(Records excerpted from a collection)
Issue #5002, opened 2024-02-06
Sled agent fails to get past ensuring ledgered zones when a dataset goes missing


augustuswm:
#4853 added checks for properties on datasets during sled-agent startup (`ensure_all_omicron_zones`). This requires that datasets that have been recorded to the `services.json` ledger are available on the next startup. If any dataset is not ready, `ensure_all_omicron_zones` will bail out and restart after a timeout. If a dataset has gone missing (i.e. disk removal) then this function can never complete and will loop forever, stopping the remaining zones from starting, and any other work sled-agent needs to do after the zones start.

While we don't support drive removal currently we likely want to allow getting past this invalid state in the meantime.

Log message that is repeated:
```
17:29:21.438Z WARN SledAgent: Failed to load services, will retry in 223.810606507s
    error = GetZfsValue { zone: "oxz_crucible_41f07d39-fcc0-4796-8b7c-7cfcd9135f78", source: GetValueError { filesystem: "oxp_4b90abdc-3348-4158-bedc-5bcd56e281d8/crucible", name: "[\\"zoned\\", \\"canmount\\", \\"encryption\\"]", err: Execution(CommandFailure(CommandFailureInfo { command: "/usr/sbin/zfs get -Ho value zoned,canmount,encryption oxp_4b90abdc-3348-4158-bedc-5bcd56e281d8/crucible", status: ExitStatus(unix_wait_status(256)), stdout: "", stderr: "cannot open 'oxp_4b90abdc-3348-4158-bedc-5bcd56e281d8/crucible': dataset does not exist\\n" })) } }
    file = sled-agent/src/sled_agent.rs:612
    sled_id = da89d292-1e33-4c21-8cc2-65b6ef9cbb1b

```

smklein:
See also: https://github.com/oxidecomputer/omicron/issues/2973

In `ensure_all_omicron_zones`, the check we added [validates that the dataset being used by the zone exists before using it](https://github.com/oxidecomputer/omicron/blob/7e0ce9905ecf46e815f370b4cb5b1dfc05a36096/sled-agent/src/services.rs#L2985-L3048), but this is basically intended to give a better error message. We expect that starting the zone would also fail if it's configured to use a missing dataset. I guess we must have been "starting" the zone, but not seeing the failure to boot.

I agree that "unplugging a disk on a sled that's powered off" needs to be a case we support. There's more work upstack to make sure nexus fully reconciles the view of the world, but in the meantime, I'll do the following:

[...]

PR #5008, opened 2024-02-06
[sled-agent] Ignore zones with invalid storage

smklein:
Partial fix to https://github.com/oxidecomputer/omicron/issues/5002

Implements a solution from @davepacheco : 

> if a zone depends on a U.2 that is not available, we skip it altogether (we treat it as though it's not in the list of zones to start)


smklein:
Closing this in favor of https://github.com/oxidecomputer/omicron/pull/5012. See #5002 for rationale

---

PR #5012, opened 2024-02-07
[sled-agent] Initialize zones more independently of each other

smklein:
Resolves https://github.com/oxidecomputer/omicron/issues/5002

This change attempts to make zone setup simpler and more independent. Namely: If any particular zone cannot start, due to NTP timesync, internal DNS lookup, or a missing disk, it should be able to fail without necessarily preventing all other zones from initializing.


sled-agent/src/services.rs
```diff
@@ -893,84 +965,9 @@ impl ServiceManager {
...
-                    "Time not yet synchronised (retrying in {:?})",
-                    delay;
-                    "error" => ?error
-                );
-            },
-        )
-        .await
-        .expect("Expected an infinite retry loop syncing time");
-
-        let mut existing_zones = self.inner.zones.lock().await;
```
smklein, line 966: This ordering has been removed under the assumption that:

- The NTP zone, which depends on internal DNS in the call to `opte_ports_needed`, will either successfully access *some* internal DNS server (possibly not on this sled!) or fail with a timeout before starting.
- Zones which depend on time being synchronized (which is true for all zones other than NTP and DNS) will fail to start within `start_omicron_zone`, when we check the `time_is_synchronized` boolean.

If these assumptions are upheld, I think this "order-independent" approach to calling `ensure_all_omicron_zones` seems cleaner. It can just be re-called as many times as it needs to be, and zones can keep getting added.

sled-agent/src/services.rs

(ASSIGNED TASK): Using the data above, repeat exactly the lines that begin at the line with "Issue #5002, opened 2024-02-06" and end at the line with "See also: https://github.com/oxidecomputer/omicron/issues/2973", both ends included.

(EXPECTED ANSWER):
Issue #5002, opened 2024-02-06
Sled agent fails to get past ensuring ledgered zones when a dataset goes missing


augustuswm:
#4853 added checks for properties on datasets during sled-agent startup (`ensure_all_omicron_zones`). This requires that datasets that have been recorded to the `services.json` ledger are available on the next startup. If any dataset is not ready, `ensure_all_omicron_zones` will bail out and restart after a timeout. If a dataset has gone missing (i.e. disk removal) then this function can never complete and will loop forever, stopping the remaining zones from starting, and any other work sled-agent needs to do after the zones start.

While we don't support drive removal currently we likely want to allow getting past this invalid state in the meantime.

Log message that is repeated:
```
17:29:21.438Z WARN SledAgent: Failed to load services, will retry in 223.810606507s
    error = GetZfsValue { zone: "oxz_crucible_41f07d39-fcc0-4796-8b7c-7cfcd9135f78", source: GetValueError { filesystem: "oxp_4b90abdc-3348-4158-bedc-5bcd56e281d8/crucible", name: "[\\"zoned\\", \\"canmount\\", \\"encryption\\"]", err: Execution(CommandFailure(CommandFailureInfo { command: "/usr/sbin/zfs get -Ho value zoned,canmount,encryption oxp_4b90abdc-3348-4158-bedc-5bcd56e281d8/crucible", status: ExitStatus(unix_wait_status(256)), stdout: "", stderr: "cannot open 'oxp_4b90abdc-3348-4158-bedc-5bcd56e281d8/crucible': dataset does not exist\\n" })) } }
    file = sled-agent/src/sled_agent.rs:612
    sled_id = da89d292-1e33-4c21-8cc2-65b6ef9cbb1b

```

smklein:
See also: https://github.com/oxidecomputer/omicron/issues/2973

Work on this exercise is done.